**Your assignment**
Where "required" occurs in a line of the entries below, copy that line.

**Data for analysis**

PR #11246, opened 2020-03-04
This works around a gcc-9 crash

bernd-edlinger:
It happens when configured with ./config -ftest-coverage

see: https://gcc.gnu.org/bugzilla/show_bug.cgi?id=94029

Master is not affected by this issue.

### DIFF
--- a/crypto/pem/pem_all.c
+++ b/crypto/pem/pem_all.c
@@ -85,8 +85,7 @@ IMPLEMENT_PEM_write_cb_const(RSAPrivateKey, RSA, PEM_STRING_RSA,
 
 IMPLEMENT_PEM_rw_const(RSAPublicKey, RSA, PEM_STRING_RSA_PUBLIC,
                        RSAPublicKey)
-    IMPLEMENT_PEM_rw(RSA_PUBKEY, RSA, PEM_STRING_PUBLIC,
-                     RSA_PUBKEY)
+IMPLEMENT_PEM_rw(RSA_PUBKEY, RSA, PEM_STRING_PUBLIC, RSA_PUBKEY)
 #endif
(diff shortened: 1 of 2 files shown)


t8m:
LGTM

crypto/pem/pem_all.c
```diff
@@ -84,9 +84,9 @@ IMPLEMENT_PEM_write_cb_const(RSAPrivateKey, RSA, PEM_STRING_RSA,
 
 
 IMPLEMENT_PEM_rw_const(RSAPublicKey, RSA, PEM_STRING_RSA_PUBLIC,
-                       RSAPublicKey) IMPLEMENT_PEM_rw(RSA_PUBKEY, RSA,
-                                                      PEM_STRING_PUBLIC,
-                                                      RSA_PUBKEY)
+                       RSAPublicKey)
+    IMPLEMENT_PEM_rw(RSA_PUBKEY, RSA, PEM_STRING_PUBLIC,
+                     RSA_PUBKEY)
```
levitte: It's still too indented...  it should be flush to the left

bernd-edlinger: the same funny indentation is in other places in this file too,
shall I fix them as well?

levitte: Please do

bernd-edlinger:
The unusual formatting triggered an assertion, about the line numbers looked bogus.

bernd-edlinger:
... and of course "line coverage" is pretty pointless, when we define multiple functions
on one macro in one line.
One might say these are a headache to debug as well.

t8m:
Still approved

bernd-edlinger:
Okay, merged to OpenSSL_1_1_1-stable bf42b99
Thanks!

Issue #10357, opened 2019-11-04
Move SM2 digest signature implementation to provider.


paulidale:
Move the SM2 digest signature code to `providers/implementation/signature`. The existing `dsa.c` file should give a general idea as to the bulk of the changes required.

This will probably need #10351 done first.

InfoHunter:
I will take this and #10358 after the EC-in-privoder part has been done

romen:
Fixed with #12536 (formerly #11248).

PR #11248, opened 2020-03-04
Add SM2 signature algorithm to default provider

InfoHunter:
Addressing #10357

This is still in a very early stage but the skeleton is almost done. I have several unclear things that need answers from the team:

1. ~how to pass values associated with the EVP_PKEY_CTX to the provider? (the SM2 identifier)~
2. ~how to turn the OID into DER format for the algorithm identifiers?~
3. I assume that the EC key management can be reused in SM2 case, or should I create a new SM2 keymgmt?

##### Checklist


InfoHunter:
Perhaps I should skip CIs at current stage...

providers/defltprov.c
```diff
@@ -388,6 +388,9 @@ static const OSSL_ALGORITHM deflt_signature[] = {
 #ifndef OPENSSL_NO_EC
     { "ED25519:Ed25519", "provider=default", ed25519_signature_functions },
     { "ED448:Ed448", "provider=default", ed448_signature_functions },
+# ifndef OPENSSL_NO_SM2
+    { "SM2:id-ecPublicKey", "provider=default", sm2_signature_functions },
```
levitte: Don't include id-ecPublicKey here.  That will pile it together with ECDH, and I'm pretty sure you don't want that.

levitte: (as a matter of fact, I'm not at all sure id-ecPublicKey should be an alias for ECDH either, but that's a separate issue)

InfoHunter: I don't think id-ecPublicKey should be the alias.

Leo-Neat:
Note that CIFuzz found a bug in this pull request. Please check the logs for details.

Leo-Neat:
Note that CIFuzz found a bug in this Pull request. It was not reported because CIfuzz was in dry_mode.

providers/implementations/signature/sm2sig.c
```diff
@@ -0,0 +1,472 @@
...
+        return EVP_MD_size(psm2ctx->md);
+    return 0;
+}
+#endif
+
+/* it seems SM2 doesn't need this */
+static int sm2sig_get_md_nid(const EVP_MD *md)
+{
+    /*
+     * Because the DSA library deals with NIDs, we need to translate.
```
slontis: DSA library?

InfoHunter: Ahh, a copy paste error...

InfoHunter:
> Note that CIFuzz found a bug in this Pull request. It was not reported because CIfuzz was in dry_mode.

Thanks and this PR is still not finished let's see if that exist after more commits are pushed.

InfoHunter:
> how to pass values associated with the EVP_PKEY_CTX to the provider? (the SM2 identifier)

Since PR #11302 has been merged so I don't think this is a problem anymore

levitte:
@InfoHunter said this in https://github.com/openssl/openssl/pull/11302#issuecomment-599492733:
> > Since PR #11302 has been merged so I don't think this is a problem anymore
> 
> I had a re-thought on this. It seems current design doesn't allow passing the dist-ID into a provider, so the user can only set the dist-ID in advance and then the calculation of the dist-ID is computed in the update process inside a provider. Is this what you originally intended? @levitte

Not sure I understand the issue.  The SM2 ID is set with `EVP_PKEY_CTX_set1_id()`, and can be used *after* `EVP_DigestSignInit()` since #11302 was merged in.  That's the intention.  It mist still, however, be used before `EVP_DigestSignUpdate()` and `EVP_DigestSignFinal()` is called.  Does that make sense?  Have you found a place where this doesn't quite work out?

InfoHunter:
Well, the calling sequence you mentioned requires the caller to set the ID by using `EVP_PKEY_CTX_set1_id()`, and currently if the ID is not set then the call will fail. I was wondering if some implementations (provided by providers) of SM2 would like to handle the ID set by the user *inside* the provider - for instance to adjust the value of the ID. I am not pretty sure about this use case, but just found that the ID is transparent to the provider since it's calculated outside.  Should this calculation be part of a provider implementation? It seems there is no way to intercept the EVP_PKEY_ctrl or custom_digest stuffs in a provider, right?

levitte:
You're right that `EVP_PKEY_CTX_set1_id()` currently only works with legacy implementations.  To work with providers, it needs to be rewritten in the same way that, for example, `EVP_PKEY_CTX_set_ecdh_cofactor_mode()` was rewritten.

The location for the EC control reimplementations is `crypto/ec/ec_evp_lib.c`

InfoHunter:
Actually I have some new ideas about the use case of handling the ID stuffs. It might be possible that some day in the future the compliance requirement changes to some new policies, say, the ID is required to less than 4 bytes..., so one can implement a 4-byte-ID-SM2 provider to comply with it... ;-)

InfoHunter:
But this is low priority - need to get this PR done first

InfoHunter:
Travis-CI failure is not relevant (timeout), considering to remove the `WIP` prologue

crypto/sm2/sm2_aid.c
```diff
@@ -0,0 +1,45 @@
...
+
+#define MD_CASE(name)                                                   \
+    case NID_##name:                                                    \
+        *len = sizeof(algorithmidentifier_##name##_der);                \
+        return algorithmidentifier_##name##_der
+
+const unsigned char *sm2_algorithmidentifier_encoding(int md_nid, size_t *len)
+{
+    switch (md_nid) {
+        MD_CASE(sm3);
```
mattcaswell: All of this seems a little overkill for one digest. Couldn't this be simplified on the assumption that there is only ever one interesting digest for use with SM2?

providers/implementations/signature/sm2sig.c
```diff
@@ -0,0 +1,502 @@
...
+    unsigned char aid[OSSL_MAX_ALGORITHM_ID_SIZE];
+    size_t  aid_len;
+
+    /* main digest */
+    EVP_MD *md;
+    EVP_MD_CTX *mdctx;
+    size_t mdsize;
+} PROV_SM2_CTX;
+
+/* TODO: it seems SM2 doesn't need this */
```
mattcaswell: Yes...agree. Seems a little too much and could be removed.

providers/implementations/signature/sm2sig.c
```diff
@@ -0,0 +1,502 @@
...
+static void *sm2sig_newctx(void *provctx)
+{
+    PROV_SM2_CTX *psm2ctx = OPENSSL_zalloc(sizeof(PROV_SM2_CTX));
+
+    if (psm2ctx == NULL)
+        return NULL;
+
+    psm2ctx->libctx = PROV_LIBRARY_CONTEXT_OF(provctx);
+    /* don't allow to change MD, and in fact there is no such need */
+    psm2ctx->flag_allow_md = 0;
```
mattcaswell: So, can we just delete this field? It seems unnecessary.

providers/implementations/signature/sm2sig.c
```diff
@@ -0,0 +1,502 @@
...
+        return 1;
+    }
+
+    if (sigsize < (size_t)ecsize)
+        return 0;
+
+    if (ctx->mdsize != 0 && tbslen != ctx->mdsize)
+        return 0;
+
+    /* I would like to make the name something like SM2_sign... */
```
mattcaswell: Why?

providers/implementations/signature/sm2sig.c
```diff
@@ -0,0 +1,502 @@
...
+    PROV_SM2_CTX *ctx = (PROV_SM2_CTX *)vpsm2ctx;
+    size_t algorithmidentifier_len = 0;
+    const unsigned char *algorithmidentifier;
+
+    free_md(ctx);
+
+    if (!sm2sig_signature_init(vpsm2ctx, ec))
+        return 0;
+
+    ctx->md = EVP_MD_fetch(ctx->libctx, mdname, props);
```
mattcaswell: Should we simply disallow anything that isn't SM3?

providers/implementations/signature/sm2sig.c
```diff
@@ -0,0 +1,502 @@
...
+
+    if (psm2ctx == NULL || params == NULL)
+        return 0;
+
+    p = OSSL_PARAM_locate(params, OSSL_SIGNATURE_PARAM_ALGORITHM_ID);
+    if (p != NULL
+        && !OSSL_PARAM_set_octet_string(p, psm2ctx->aid, psm2ctx->aid_len))
+        return 0;
+
+    p = OSSL_PARAM_locate(params, OSSL_SIGNATURE_PARAM_DIGEST);
```
mattcaswell: Does it make sense to have this as a gettable parameter if the only digest we can ever have is SM3?

providers/implementations/signature/sm2sig.c
```diff
@@ -0,0 +1,502 @@
...
+
+static int sm2sig_set_ctx_params(void *vpsm2ctx, const OSSL_PARAM params[])
+{
+    PROV_SM2_CTX *psm2ctx = (PROV_SM2_CTX *)vpsm2ctx;
+    const OSSL_PARAM *p;
+
+    if (psm2ctx == NULL || params == NULL)
+        return 0;
+
+    p = OSSL_PARAM_locate_const(params, OSSL_SIGNATURE_PARAM_DIGEST);
```
mattcaswell: Again - is this actually needed?

crypto/sm2/sm2_aid.c
InfoHunter: Well, I am struggling with this. It seems that SM2 should only be used with SM3 since the spec says SM2 should only the hash functions designated by the cryptography administration department and, the only hash function defined in SM ciphers is SM3.

But this is the thing that interesting. SM2 actually can use other hash algorithm other than SM3. So what I consider is that if there are educational or experimental use cases that require to use other hash functions - for instance, to have a performance benchmark among different hash functions with SM2

InfoHunter: So maybe we need to provide the flexibility of the hash function choice and let the provider to decide if it will to be complied with Chinese validation programs.

providers/implementations/signature/sm2sig.c
InfoHunter: Right, if we decide to limit the algorithm to SM2 only.

providers/implementations/signature/sm2sig.c
InfoHunter: Because initially when I was working on this file, I chose the name `sm2_sign` here and I found it conflicted with the internal `sm2_sign` - so I changed the `sm2_sign` into `sm2sig_sign`. I am not sure if other SM2 provider implementor will also confuse with this and feel it not convenient.  (Other internal functions mostly are named with the upper-case name like ECDSA_sign or so)

providers/implementations/signature/sm2sig.c
InfoHunter: Not sure yet, all depend on how we treat https://github.com/openssl/openssl/pull/11248/files#r394931352

providers/implementations/signature/sm2sig.c
InfoHunter: Same answer as above ;-)

providers/implementations/signature/sm2sig.c
InfoHunter: Still the same issue...

providers/implementations/signature/sm2sig.c
mattcaswell: > Other internal functions mostly are named with the upper-case name like ECDSA_sign or so

ECDSA_sign is (unfortunately) not internal. Generally speaking we prefer to reserve the capitilized form for external functions and non-capitalized for internal.

InfoHunter: So, it seems the name similar to `sm2_internal_sign` is more reasonable

InfoHunter:
@mattcaswell , for the SM3 considerations, I found in the legacy part there is not such limit, so do we need to limit that in default provider or should we just make it compatible with what legacy part does (OpenSSL 1.1.1)

InfoHunter:
The `WIP` is removed from this PR.

providers/implementations/signature/sm2sig.c
InfoHunter: I changed the name to `sm2_internal_sign` and `sm2_internal_verify` respectively

InfoHunter:
Ping?

InfoHunter:
What is the arrangement for this PR? Any dependencies yet?

InfoHunter:
Ping @openssl/otc

InfoHunter:
Should this be included in any alpha version? maybe the next alpha-2?

paulidale:
This ought to be included at some point.  It isn't essential for the alpha releases but it should be done before the first beta.

I do not expect that any of the core team will have time to do this, we're relying on you or a Chinese compatriot to convert it into a provider based solution.  The conversion isn't difficult, but it could be a bit tedious.

romen:
@InfoHunter can you rebase this on latest master? A lot of things changed since the last push (sorry I did not find the time to review this sooner) so it would be better to test this against latest master.

romen:
I believe it doesn't make much sense to include this without the corresponding keymgmt part

InfoHunter:
Okay, no problem, I would probably find some time later next week to handle this.

providers/implementations/signature/sm2sig.c
```diff
@@ -0,0 +1,501 @@
...
+/* TODO: it seems SM2 doesn't need this */
+static int sm2sig_get_md_nid(const EVP_MD *md)
+{
+    /*
+     * Because the EC library deals with NIDs, we need to translate.
+     * We do so using EVP_MD_is_a(), and therefore need a name to NID
+     * map.
+     */
+    static const OSSL_ITEM name_to_nid[] = {
+        { NID_sm2,   OSSL_DIGEST_NAME_SM3 },
```
levitte, line 93: .. this wasn't quite right

levitte:
> 3. I assume that the EC key management can be reused in SM2 case, or should I create a new SM2 keymgmt?

Kinda sorta.  We're treating SM2 as a separate key type, even though the underlying structure is the same.  You should be able to use most of the same functions for both, just make sure you keep track of what key type you're handling at all times, and there should be a separate `OSSL_DISPATCH` for SM2.

I've done that same sort of work, for separating plain RSA and RSA-PSS keys.  See #11751

levitte:
> @mattcaswell , for the SM3 considerations, I found in the legacy part there is not such limit, so do we need to limit that in default provider or should we just make it compatible with what legacy part does (OpenSSL 1.1.1)

I have personally no issues with that.  There's still the concept of the default digest type, which is up to the keymgmt to specify.

InfoHunter:
Have any of you encountered the duplicated symbol issue when building master?

~~~
duplicate symbol '_der_oid_id_shake128_len' in:
    providers/libnonfips.a(libnonfips-lib-der_digests.o)
    providers/libnonfips.a(libnonfips-lib-der_rsa.o)
~~~

levitte:
Hmmm, I'll look into that.  Thosse two may need a little bit of reorganization.

InfoHunter:
> I've done that same sort of work, for separating plain RSA and RSA-PSS keys. See #11751

It seems the PR number is not quite right?

mattcaswell:
> It seems the PR number is not quite right?

#11710

InfoHunter:
Thanks

levitte:
Refactoring of provider side DER stuff in #11868

InfoHunter:
Unfortunately, after the symbol conflicts are resolved, it seems there is still building problem with master.

~~~
Undefined symbols for architecture x86_64:
  "_BIO_get_data", referenced from:
      _bio_core_write_ex in libcommon.a(libcommon-lib-bio_prov.o)
      _bio_core_read_ex in libcommon.a(libcommon-lib-bio_prov.o)
  "_BIO_meth_free", referenced from:
      _bio_prov_init_bio_method in libcommon.a(libcommon-lib-bio_prov.o)
  "_BIO_meth_new", referenced from:
      _bio_prov_init_bio_method in libcommon.a(libcommon-lib-bio_prov.o)
  "_BIO_meth_set_create", referenced from:
      _bio_prov_init_bio_method in libcommon.a(libcommon-lib-bio_prov.o)
  "_BIO_meth_set_ctrl", referenced from:
      _bio_prov_init_bio_method in libcommon.a(libcommon-lib-bio_prov.o)
  "_BIO_meth_set_destroy", referenced from:
      _bio_prov_init_bio_method in libcommon.a(libcommon-lib-bio_prov.o)
  "_BIO_meth_set_gets", referenced from:
      _bio_prov_init_bio_method in libcommon.a(libcommon-lib-bio_prov.o)
  "_BIO_meth_set_puts", referenced from:
      _bio_prov_init_bio_method in libcommon.a(libcommon-lib-bio_prov.o)
  "_BIO_meth_set_read_ex", referenced from:
      _bio_prov_init_bio_method in libcommon.a(libcommon-lib-bio_prov.o)
  "_BIO_meth_set_write_ex", referenced from:
      _bio_prov_init_bio_method in libcommon.a(libcommon-lib-bio_prov.o)
  "_BIO_new", referenced from:
      _bio_new_from_core_bio in libcommon.a(libcommon-lib-bio_prov.o)
  "_BIO_set_data", referenced from:
      _bio_new_from_core_bio in libcommon.a(libcommon-lib-bio_prov.o)
  "_BIO_set_init", referenced from:
      _bio_core_new in libcommon.a(libcommon-lib-bio_prov.o)
      _bio_core_free in libcommon.a(libcommon-lib-bio_prov.o)
ld: symbol(s) not found for architecture x86_64
clang: error: linker command failed with exit code 1 (use -v to see invocation)
~~~

providers/implementations/signature/sm2sig.c
levitte: This still isn't quite right

levitte:
@InfoHunter, would you mind telling me how you configured?

InfoHunter:
> @InfoHunter, would you mind telling me how you configured?

On MacOS (with clang), the config is: `config --prefix=/to/some/place enable-asan --strict-warnings`

InfoHunter:
Anyway, despite of that ld failure, I updated the SM2 signature algorithm provider code a bit.

InfoHunter:
... and rebased to master as well

crypto/sm2/sm2_aid.c
```diff
@@ -0,0 +1,45 @@
+/*
```
InfoHunter, line 1: It seems this whole file is not needed anymore, since the new DER part has already handled this.

levitte: The infrastructure is there, but you will need to add SM2 specific.

InfoHunter: Yes. SM2 specific stuffs are added in the latest commit - hope I have done right...

providers/implementations/signature/sm2sig.c
InfoHunter: Hmmm? I thought I have fixed this...Did you comment on an outdated code?

crypto/sm2/sm2_aid.c
levitte: I can help with those details this evening

InfoHunter: Thanks! One struggling thing is SM2 has no PublicKey OID. An SM2 key is encoded with `id_ecPublickey` IIRC at current stage, which is compatible with OpenSSL 1.1.1.

InfoHunter:
> I believe it doesn't make much sense to include this without the corresponding keymgmt part

@romen , I looked a bit in the ec_kmgmt.c, and I think it's possible just to wrap sm2_kmgmt around ec_kmgmt - with some minor modifications, like fixing the curve to SM2 curve...

romen:
> > I believe it doesn't make much sense to include this without the corresponding keymgmt part
> 
> @romen , I looked a bit in the ec_kmgmt.c, and I think it's possible just to wrap sm2_kmgmt around ec_kmgmt - with some minor modifications, like fixing the curve to SM2 curve...

@InfoHunter I left some notes regarding SM2 in the description of #10631 (which also references some important comments): maybe they are still useful?

I still think sm2_keymgmt needs to be distinct, yet most of it is going to be basically a duplicate of the ec_kmgmt with minor adjustments (e.g., as you say, maybe there is no need to include a curve name).

As a side note, I will leave it to your interpretation of it as you definitely have more insight on it, but regarding removing the flexibility of choosing this or that curve underneath SM2, [looking at the standards](https://github.com/openssl/openssl/issues/8435#issuecomment-600837510) before, I had the impression it is not unlikely that in the future one or more different curves could be used and recommended under the SM2 cryptosystem.
For example, considering PQC is coming to industry and it is not limited anymore to academic debate, I can see how there might be a push in the near future to recommend a >512 bit curve as the preferred one!

crypto/sm2/sm2_aid.c
levitte: Yes, I know. That is a bit of a problem, and means that certain assumptions need to be made...
I will have to look again how I solved that for the legacy implementation. I forget...

InfoHunter:
> I left some notes regarding SM2 in the description of #10631 (which also references some important comments): maybe they are still useful?

I reviewed the comments in #10631 and I finally recall something discussed then... Will try to resolve this SM2 key management stuff.

InfoHunter:
> For example, considering PQC is coming to industry and it is not limited anymore to academic debate, I can see how there might be a push in the near future to recommend a >512 bit curve as the preferred one!

I found this is reasonable and interesting as well!

InfoHunter:
Squashed and rebased to master - Although I still can't build the final binaries on my local machine but at least I am sure the compilation is OK ;-)

InfoHunter:
@romen , would you like to show me some examples on how `ec_kmgmt` is used?

levitte:
Hmmm, I'm actually ambivalent about having a distinct SM2 key type, as there's really *nothing* (apart from the default curve being SM2) that makes it distinct from an EC key.

The SM2 *operation* (signature), on the other hand, is distinct.

In legacy implementations, the operation type an the key type are strongly associated (which is the main reason why an `EVP_PKEY_set_alias_type()` call was needed, while they are less so with provider implementations.  I'm pondering if we can take advantage of that in a sane way.

romen:
- SM2 keygen is different (different ranges)
- it should be possible to run ECDH/DSA over the so-called SM2 curve
- it should be possible to rune SM2DH/SM2DSA over any curve

I believe there is no way around having 2 separate keymgmt given these conditions!

romen:
Their serialization looks the same: that is true, and it's basically standardization debacle that generates all the confusion and the weirdness around set_alias and friends.

romen:
> @romen , would you like to show me some examples on how `ec_kmgmt` is used?

@InfoHunter You mean how the provider interface calls into it? I think @levitte can be more helpful with that!

InfoHunter:
> SM2 keygen is different (different ranges)
Right. Current SM2 key generation follows this calling sequence:
~~~
        EC_KEY *eckey = EC_KEY_new();
        EC_KEY_set_group(eckey, group);
        EC_KEY_generate_key(eckey);
~~~
I remember there was a discussion that current OpenSSL SM2 key generation does not exactly follow the SM2 specification?

> 2. it should be possible to run ECDH/DSA over the so-called SM2 curve
> 3. it should be possible to rune SM2DH/SM2DSA over any curve

For 3, we can provide that flexibility. But for 2, I am not sure if SM2 curve is actually necessary to be used with ECDSA. (ECDH may have the use case)

InfoHunter:
> You mean how the provider interface calls into it?

Yes, exactly! I found some in the EVP code, but if there are more high level descriptions, that would be better.

InfoHunter:
> SM2 keygen is different (different ranges)

It seems there is no special treatment on the SM2 keygen in OpenSSL 1.1.1. It should just follow the standard `EC_GFp_mont_method->keygen` procedures.

Are you suggesting that we should fix this in provider implementation of SM2?

levitte:
> - SM2 keygen is different (different ranges)

Okie, that's an argument.

> - it should be possible to run ECDH/DSA over the so-called SM2 curve
> - it should be possible to rune SM2DH/SM2DSA over any curve

Sure, but those signature operations, not keymgmt.

> I believe there is no way around having 2 separate keymgmt given these conditions! 

Only the keygen concern seems relevant for having a separate SM2 key type.

levitte:
> It seems there is no special treatment on the SM2 keygen in OpenSSL 1.1.1. It should just follow the standard `EC_GFp_mont_method->keygen` procedures.
> 
> Are you suggesting that we should fix this in provider implementation of SM2?

Note that the legacy code for SM2 has changed in master, to avoid the dumber quirks that are still present in 1.1.1

romen:
> > * SM2 keygen is different (different ranges)
> 
> Okie, that's an argument.
> 
> > * it should be possible to run ECDH/DSA over the so-called SM2 curve
> > * it should be possible to rune SM2DH/SM2DSA over any curve
> 
> Sure, but those signature operations, not keymgmt.
> 
> > I believe there is no way around having 2 separate keymgmt given these conditions!
> 
> Only the keygen concern seems relevant for having a separate SM2 key type.

@levitte they are still valid arguments because of this

https://github.com/openssl/openssl/blob/93f99b681ab5a1cf7062053323e09b0cad5ff854/providers/implementations/keymgmt/ec_kmgmt.c#L54-L64

The keymgmt says what are the operations names, so SM2 cannot reuse the EC keymgmt and then USE different operations!

romen:
> > SM2 keygen is different (different ranges)
> 
> It seems there is no special treatment on the SM2 keygen in OpenSSL 1.1.1. It should just follow the standard `EC_GFp_mont_method->keygen` procedures.
> 
> Are you suggesting that we should fix this in provider implementation of SM2?

We have an open issue regarding the defect in the 1.1.1 implementation: https://github.com/openssl/openssl/issues/8435#issuecomment-481540010

The reason why it wasn't fixed yet is exactly because of how much in 1.1.1 SM2 and ec have been tied together due to the internal architecture and serialization/deserialization issues.
In 3.0.0 we should aim for a saner implementation where the 2 cryptosystems are handled distinctly and code duplication is avoided in smarter ways!

levitte:
> The keymgmt says what are the operations names, so SM2 cannot reuse the EC keymgmt and then USE different operations!

We might have to re-think the returned value, for example make that a NULL-terminated array of string pointers instead of just one string.  That would allow us to return `{ "ECDSA", "SM2", NULL }` for possible signature operations.  To be checked against a fetch EVP_SIGNATURE with EVP_SIGNATURE_is_a...  something like that.

levitte:
> In 3.0.0 we should aim for a saner implementation where the 2 cryptosystems are handled distinctly and code duplication is avoided in smarter ways!

We can only do so much!  If the keys in PKCS#8 form don't have any indication other than the SM2 curve, we only have an educated guess, and in doing so, we would remove any possibility to run ECDSA with the SM2 curve or SM2 signatures with other curves.

romen:
Deserialization is an issue bacuase the standardization of SM2 made them indistinguishable, true.

Somewhere in the deserialization step we probably will need to keep defaulting to "create an SM2 key if this is serialized as an EC key over the so-called-SM2-curve". 

Yet it should be possible from an application that can sidestep or implement its own deserialization stage, to ask a provider to generate an EC key on the SM2 curve, and viceversa to generate an SM2 key on this nist curve.

I don't see huge benefits in unifying again the SM2 and ec keymgmt, adding the complexity of multiple alternative options for the operations that a given key object supports.

levitte:
> Yet it should be possible from an application that can sidestep or implement its own deserialization stage, to ask a provider to generate an EC key on the SM2 curve, and viceversa to generate an SM2 key on this nist curve.

... and then it gets saved to file, and the next time it's read from that same file, it's suddenly potentially a different key type.  If that isn't a source of confusion, I don't know what is.

romen:
> > Yet it should be possible from an application that can sidestep or implement its own deserialization stage, to ask a provider to generate an EC key on the SM2 curve, and viceversa to generate an SM2 key on this nist curve.
> 
> ... and then it gets saved to file, and the next time it's read from that same file, it's suddenly potentially a different key type. If that isn't a source of confusion, I don't know what is.

Well, I don't think the library can solve a confusion that is embedded in the result of the standardization process.

Even having a single keymgmt for SM2 and EC will cause confusion if a user checks out the saved file: it is indistinguishable from an EC key on the SM2 curve.
Looking from this perspective, it is already confusing for a user in 1.1.1 to see that a key that looks like an EC key on disk does not compute ECDH or ECDSA when used for derive/sign!

romen:
This is my personal opinion (and I am biased because it's my proposal), but I think that:

- an EC keymgmt, with its own keygen, that is associated with ECDH/ECDSA operations
- a distinct SM2 keymgmt, with its own different keygen, that is associated with SM2DH/SM2DSA operations
- an EC deserializer, that defaults to calling the EC keymgmt, unless the so-called-SM2-curve OID is detected for which SM2 keymgmt is used instead

is going to be cleaner than

- a single keymgmt that does
   + EC keygen or SM2 keygen _(*)_
   + ECDH or SM2DH _(*)_
   + ECDSA or SM2DSA _(*)_
- an EC deserializer, that sets the internal flags that choose among EC operations or SM2 operations depending on detecting the so-called-SM2-curve OID.

_(*): depending on something internal and difficult to reach or override_


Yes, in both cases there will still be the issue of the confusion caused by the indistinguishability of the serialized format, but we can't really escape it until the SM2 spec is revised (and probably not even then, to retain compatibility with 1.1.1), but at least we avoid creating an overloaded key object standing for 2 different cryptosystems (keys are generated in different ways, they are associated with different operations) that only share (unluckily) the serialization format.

**Response box**
Move the SM2 digest signature code to `providers/implementation/signature`. The existing `dsa.c` file should give a general idea as to the bulk of the changes required.
Actually I have some new ideas about the use case of handling the ID stuffs. It might be possible that some day in the future the compliance requirement changes to some new policies, say, the ID is required to less than 4 bytes..., so one can implement a 4-byte-ID-SM2 provider to comply with it... ;-)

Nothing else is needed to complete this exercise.